Disaster Recovery - The Postmortem
So you’ve made it through a disaster recovery event. Well done! Whether it was a simulation or an actual recovery, it was possibly a tense and trying time for you and your operations team. The business is no doubt happy to know that everything is back up and running from an infrastructure perspective, and they’re likely scrambling to test their applications to make sure everything’s come up intact.
How do you know that your infrastructure is back up and running though? There are probably a lot more green lights flashing in your DC than there are amber or red ones. That’s a good sign. And you probably have visibility into monitoring systems for the various infrastructure elements that go together to keep your business running. You might even be feeling pretty good about getting everything back without any major problems.
But would you know if anything did go wrong? Some of your applications might not be working. Or worse, they could be working, but with corrupt or stale data. Your business users are hopefully going to know if something’s up, but that’s going to take time. It could be something as simple as a server that’s come up with the wrong disk attached, or a snapshot that’s no longer accessible.

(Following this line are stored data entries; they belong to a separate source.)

PR #2269, opened 2022-01-26
Do not crash on argument counter of zero

cgzones:
Check before calling xstrdup, which does not accept a NULL pointer,
whether argv[0] is actually set.


allinurl:
Merged. Thank you!

PR #2278, opened 2022-02-18
Added the ability to hide panels on report

ramiresviana:
GoAccess provides a lot of information in the reports, which is very useful and serves many users. Therefore, reports contain multiple panels, some of them may not be useful for some users or at a given time. There are already options to control the displayed panels, but they can only be set when generating the report.

This PR allows users to toggle panels on reports at any time by clicking on a icon on the sidebar panel list.

image


allinurl:
Merged. Thanks so much for submitting this PR, this is awesome!

Issue #2283, opened 2022-03-03
"Cleaning up resources..." string prints to stderr.


homeisfar:
https://github.com/allinurl/goaccess/blob/master/src/goaccess.c#L213

Is this intentional? This seems like normal functionality that should print to stdout. As it stands, this extra stderr print causes spurious mail to be sent from a cron job, as this user describes: https://github.com/allinurl/goaccess/issues/467#issuecomment-1029997006

allinurl:
Thanks for pointing that out. You're right, it should be stdout. Please feel free to submit a PR, happy to merge it :)

PR #2287, opened 2022-03-04
Change stderr to stdout on non-error output

homeisfar:
As discussed in https://github.com/allinurl/goaccess/issues/2283


allinurl:
Merged. Thanks very much!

Syslog provides a snapshot of what happened during the recovery, in much the same way as you can use it as a tool to validate your recovery process when you’re actually in the midst of a recovery. When all of those machines come back on after a DC power failure, for example, there’s going to be a bunch of messages sent to your (hopefully centralized) syslog targets. In this way, you can go back through the logs to ensure that hosts have come back in the correct order. More importantly, if an application is still broken after the first pass at recovery, syslog can help you pinpoint where the problem may be. Rather than manually checking every piece of infrastructure and code that comprises the application stack, you can narrow your focus and, hopefully, resolve the problem in a quicker fashion than if you were just told “there’s something wrong with our key customer database.”
Beyond troubleshooting though, I think syslog is a great tool to use when you need to provide some kind of proof back to the business that their application is either functional or having problems because of an issue outside of the infrastructure layer. You’ve likely heard someone say that “it’s always the network,” when it’s likely nothing to do with the network. But proving that to an unhappy end-user or developer who’s got a key application that isn’t working anymore can be tricky. Having logs available to show them will at least give them some comfort that the problem isn’t with the network, or the storage, or whatever.
Syslog also gives you a way of validating your recovery process, and providing the business, or the operations manager, evidence that you’ve done the right thing during the recovery process. It’s not about burying the business with thousands of pages of logs, but rather demonstrating that you know what you’re doing, you have a handle on what’s happening at any given time, and you can pinpoint issues quickly. Next time there is an issue, the business is going to have a lot more confidence in your ability to resolve the crisis. This can only be a good thing when it comes to improving the relationship between business users and their IT teams.